Wrong. The sad fact is there is no cure for Fibromyalglia or M.E, no miracle pill, no spa, no health centre that can cure you. Yes there are programmes that help you manage it, tablets that help you manage it, aids that give short relief but there is no cure. All these ‘cures’ usually cost money and that is the main aim here, to make money from your hope and illness. To pray on people who desperatly want to get better, be who they once were, struggle with their conditions. They are the vultures of the internet, people making money out of misery. The stories people write about coming cured are brilliant in their writing, their enthusiasm and hope to make everyone better. But sadly they are just stories. Anyone who has been ‘cured’ in my opinion never had full blown M.E or Fibro in the first place because THERE IS NO CURE. I may get a lot of backlash for that sentence but truly there is proof you can get post fatigue viral infection that can last up to a year but that is not M.E. That is why they became ‘cured’ because that can be. I myself spent hours on the internet when first diagnosed and looking into peoples cured stories, hoping that I would find something that would make the nightmare I was living in go away. That I would find something the Doctors didn’t know about so I know from first hand experience that feeling of hope. So I know M.E or Fibro is not curable at the moment, that is one thing you can trust the medical profession saying. If it was curable what would be there aim in telling us it wasn’t so? Why would they let millions of people suffer, millions of peoples lives be devestated and millions of hours and man power put into doctors/hospitals/centres schedules when they could just give you the cure and send you on your way. It just wouldn’t happen.

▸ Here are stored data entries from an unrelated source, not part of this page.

PR #2634, opened 2026-09-11
docs(blueprints): align a2ui_core blueprint with implemented core SDK APIs

nan-yu:
Updates `blueprints/modules/a2ui_core.blueprint.md` so the prescribed API matches what the Python and TypeScript core SDKs actually implement. Several sections described types and methods that exist in neither SDK, which makes the blueprint unusable as a reference for new language implementations.

## Version adapters

The section declared `InboundOperation`, `OutboundOperation`, `extractInboundOperations()`, and `extractOutboundOperations()`. None of these exist. The real contract is a single inbound `extractOperations()` returning `InternalOperation[]`, in both `python/a2ui_core/src/a2ui/core/processing/adapters/base.py` and `typescript/web_core/src/processing/adapters/base.ts`.

The section now documents `version`, `validActions`, `compatibleCatalogVersions`, `isCatalogCompatible()`, and `extractOperations()`, plus the `VersionAdapterResolver` contract that replaces the single-method static factory. It also states that adapters are inbound-only and names where outbound envelopes are actually built, so the absence of an outbound path reads as a decision rather than an omission.

Two behaviors that both base classes implement but the blueprint never described are now written down: payload unwrapping across single messages, arrays, and `{messages: [...]}` wrappers; and the exactly-one-action rule, including the cross-version error path that reports an action as unsupported in this version rather than missing.

## New section for internal operations

`InternalOperation` is the vocabulary every downstream consumer is written against, so it now has its own section instead of being buried in the adapter contract. It documents the six-member union with per-operation fields, the discriminator list, and a table mapping each operation to the action key that produces it in each protocol version.

That table records something the previous text got wrong: v0.8 names three of its actions differently (`beginRendering`, `surfaceUpdate`, `dataModelUpdate`), so the discriminator does not universally match the wire action. Absorbing that renaming is the clearest example of what the operation layer is for.

## Other corrections

- `RpcHandler` was documented with a `registerOutboundListener(listener: (operation: OutboundOperation) => void)` method and a `catalogResolver` constructor option. Neither exists. Both SDKs take `catalogs` plus a constructor-injected `outboundListener` receiving a `RendererFunctionResponseMessage | CallAgentFunctionMessage`.
- The validation matrix referenced `VersionAdapter.extractInboundOperations()`; renamed to `extractOperations()`.
- Added the `operations` module to the directory tree in section 2.

## Verification

`python3 blueprints/validate_blueprints.py` passes. Documentation only; no source changes.


blueprints/modules/a2ui_core.blueprint.md
```diff
@@ -474,71 +714,207 @@ agentProcessor.processMessages(generatedLlmPayloadMessages);
...
+```
+
+#### RPC Execution Lifecycle & Safeguards
+
+1. **Inbound Call Execution (`handleCallRendererFunction`)**:
+   - **Catalog Resolution Order**: Resolve the target catalog in this order, stopping at the first hit:
+     1. The explicit `catalogId` on the call, looked up in the surface's `availableCatalogs`.
+     2. The explicit `catalogId`, looked up in the processor's global catalog list.
+     3. The surface's `defaultCatalog`.
+     4. Failing all of the above, return `RpcErrorCode.INVALID_FUNCTION_CALL`.
```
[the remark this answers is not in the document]
nan-yu: fixed

blueprints/modules/a2ui_core.blueprint.md
```diff
@@ -720,9 +1128,14 @@ class DataModel {
...
+3.  **Traversing an Existing Primitive Raises**: If an intermediate segment already holds a primitive, `set` MUST raise `A2uiDataError` naming the path. Replacing that primitive with a fresh container to continue the write destroys committed application data with no error and no event, so the loss is only discovered later when a read returns the wrong shape.
+4.  **Forbidden Keys**: Reject any path containing `__proto__`, `constructor`, or `prototype` with `A2uiDataError`. The check is normative in every language, not only those with prototype chains, so that a payload behaves the same everywhere.
+5.  **Notification Strategy (Bubble & Cascade)**: Notify exact matches, bubble up to all parent paths, and cascade down to all nested descendant paths.
+6.  **Undefined Handling**: Setting an object key to `undefined` removes the key. Setting an array index to `undefined` preserves length but empties the index (sparse array).
+7.  **Null Write to a Missing Path**: If the path does not exist, writing `null` is a no-op. It creates no parents and fires no notification. Auto-vivifying parents only to delete the leaf leaves behind empty containers the payload never asked for.
```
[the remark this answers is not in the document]
nan-yu: rephrased

blueprints/modules/a2ui_core.blueprint.md
```diff
@@ -30,6 +30,8 @@ Its core responsibilities include:
 6. **Validation:** Performs structural JSON Schema checks, reference checks, loop/recursion analysis, and layout integrity checks.
 7. **Resolution:** Resolves bound context paths and binds state variables to components for local evaluation.
 8. **Multi-Version Protocol Branching:** Supports multiple versions of the protocol.
+9. **Multi-Catalog Surface Resolution (v1.0+):** Tracks every catalog a surface may draw from, and resolves per-component and per-function `catalogId` overrides against that set rather than against a single surface-wide default.
+10. **Bidirectional RPC Execution (v1.0+):** Coordinates asynchronous and synchronous remote function calls between renderers and server agents via `RpcHandler` (only available starting from version 1.0), managing correlation IDs, timeouts, cancellation callbacks, permission boundaries, and lifecycle disposal.
```
polina-c: Can we link descriptions for these features?

Add something like this at the end of each section:

See [Bidirectional RPC Execution](<link>).

polina-c (approved):
LGTM with one comment.

blueprints/modules/a2ui_core.blueprint.md
nan-yu: Thanks. Added links to all the features.

blueprints/modules/a2ui_core.blueprint.md
```diff
@@ -387,9 +485,20 @@ class MessageProcessor<T extends ComponentApi> {
...
 }
 ```
 
+##### RPC ownership
+
+The RPC lifecycle belongs to [`RpcHandler`](#d-bidirectional-remote-procedure-call-rpc-layer-a2uicorerpc), reachable as `processor.rpc`. `MessageProcessor` does not re-expose the inbound handlers.
+
+Inbound `callRendererFunction` and `agentFunctionResponse` envelopes arrive through `processMessages` like any other message. The processor recognizes them, builds the `DataContext` for the target surface (or a headless one if there is no surface), and forwards them to `RpcHandler`. Consumers never call the inbound handlers directly, so publishing them on the processor would advertise an entry point that bypasses envelope validation and context construction.
+
+`callAgentFunction` is the exception, and is deliberately mirrored on the processor. It is outbound, callers already hold the processor, and requiring them to reach through `processor.rpc` for the one call they routinely make buys nothing. It forwards its arguments unchanged.
```
gspencergoog: This might need a little expansion/clarification.  Why does it buy nothing?  Why might you try to do that?

blueprints/modules/a2ui_core.blueprint.md
```diff
@@ -474,71 +733,224 @@ agentProcessor.processMessages(generatedLlmPayloadMessages);
...
+2. **Relative Path Mapping**: The in-memory registry registers dynamic types under relative keys (e.g., `"common_types.json"`, `"catalog.json"`), resolving relative `$ref` targets (such as `"common_types.json#/$defs/DynamicString"`) without using external HTTP URIs.
+3. **No External Dependencies**: This eliminates runtime file system discovery and remote HTTP fetching, guaranteeing that core validation succeeds identically when packaged as a standalone library distribution (e.g. standalone pip or npm installs) or executed in offline evaluation runners.
+
+##### UAX #31 Identifier Validation
+
+To prevent malformed identifiers, injection vectors, and subtle rendering ambiguities across language platforms, v1.0 specifications mandate that all component names, property keys, and function names adhere to Unicode Standard Annex #31 (UAX #31: Default Identifier Syntax):
+
+- **Start Characters**: Must satisfy `is_xid_start(c)` or equal `'_'` (Unicode ID_Start plus underscores).
+- **Continue Characters**: Must satisfy `is_xid_continue(c)` (alphanumerics, connector punctuation, combining marks).
```
gspencergoog, line 808: It's probably good to indicate that this should be implemented using standard regex libraries so that it isn't implemented ad hoc. For example, in Python it should use the `regex` package, and then they all should use a Regex that is something like: `r'^\p{XID_Continue}$'`.

And also, the parser should make sure that it doesn't split surrogate pair characters incorrectly.  It should be splitting things on 32-bit code points.

(See my comments to Varun here, where he's fixing these bugs on main https://github.com/a2ui-project/a2ui/pull/2527 )

gspencergoog (approved):

blueprints/modules/a2ui_core.blueprint.md
nan-yu: Good catch, the original asserted the conclusion without the argument. Rewritten in 4764b2cc to answer both questions in order.

**Why you might try to hide it:** consistency. If RPC belongs to `RpcHandler`, it is reasonable to expect every RPC entry point to be reached the same way.

**Why that does not apply here:** the rule exists because the inbound handlers *can* be called wrongly. Invoking one directly skips the envelope validation and `DataContext` construction that `processMessages` performs first, so keeping them off the processor removes a real hazard. `callAgentFunction` has no such setup to skip. The processor method is a one-line pass-through (`message-processor.ts:199` is just `return this.rpc.callAgentFunction<TRes>(surfaceId, call, options);`), so `processor.callAgentFunction(...)` and `processor.rpc.callAgentFunction(...)` are the same call. Hiding it would oblige every caller to write `.rpc` and would rule out no incorrect usage.

blueprints/modules/a2ui_core.blueprint.md
nan-yu: Agreed, and thanks for the pointer to #2527 — I read your comments there and folded the specifics in rather than paraphrasing. Added in 4764b2cc:

- **Why not ad hoc.** `isalnum()` plus underscore is wrong in both directions: it admits characters UAX #31 excludes, and it rejects the combining marks and connector punctuation that XID_Continue allows. Hand-maintained code point ranges drift as the Unicode tables are revised, and they drift independently per SDK, which is how the same identifier ends up valid in one language and rejected in another.
- **Per-language patterns**, with the two traps you flagged: Python needs the `regex` package because stdlib `re` has no `\p{...}`, and TypeScript needs the `u` flag or `\p{...}` is not read as a Unicode property.

  | Language | Pattern |
  | :-- | :-- |
  | Python | `regex.compile(r"^\p{XID_Continue}$")` |
  | TypeScript | `/^\p{XID_Continue}$/u` |
  | Dart | `RegExp(r"^\p{XID_Continue}$", unicode: true)` |

- **Single code point guard** before matching, since the patterns are anchored single-character (`Array.from(s).length === 1`, `s.runes.length == 1`).
- **Scan by code point, not code unit.** A `peek` written with `charAt` or bare index access splits a surrogate pair into two halves, neither of which is a valid identifier character, so an identifier containing an astral character such as an emoji or a rare CJK ideograph is rejected even though UAX #31 admits it. `codePointAt` with `String.fromCodePoint` in TypeScript, runes in Dart; Python strings are already sequences of code points.

One deliberate omission: I did not link #2527 from the blueprint. It is still open, and a durable spec should not depend on a PR reference — the guidance stands on its own.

The only way to help yourself is to find what works best for you, everyone suffers and feels differently living with chronic illnesses. It is unique to you. Be it support groups, medicine, G.E.T, management M.E and Fibro centres, blogging, support networks whatever helps you. Only you can know how you feel, how it’s affecting you, your life your body. Ignore the charlitans waving their cures about and save the energy and time looking through the net for cures and put it into looking up things that will benefit you personally. And hopefully these vultures will eventually fade away, along with no more of our money and their false ‘cures’.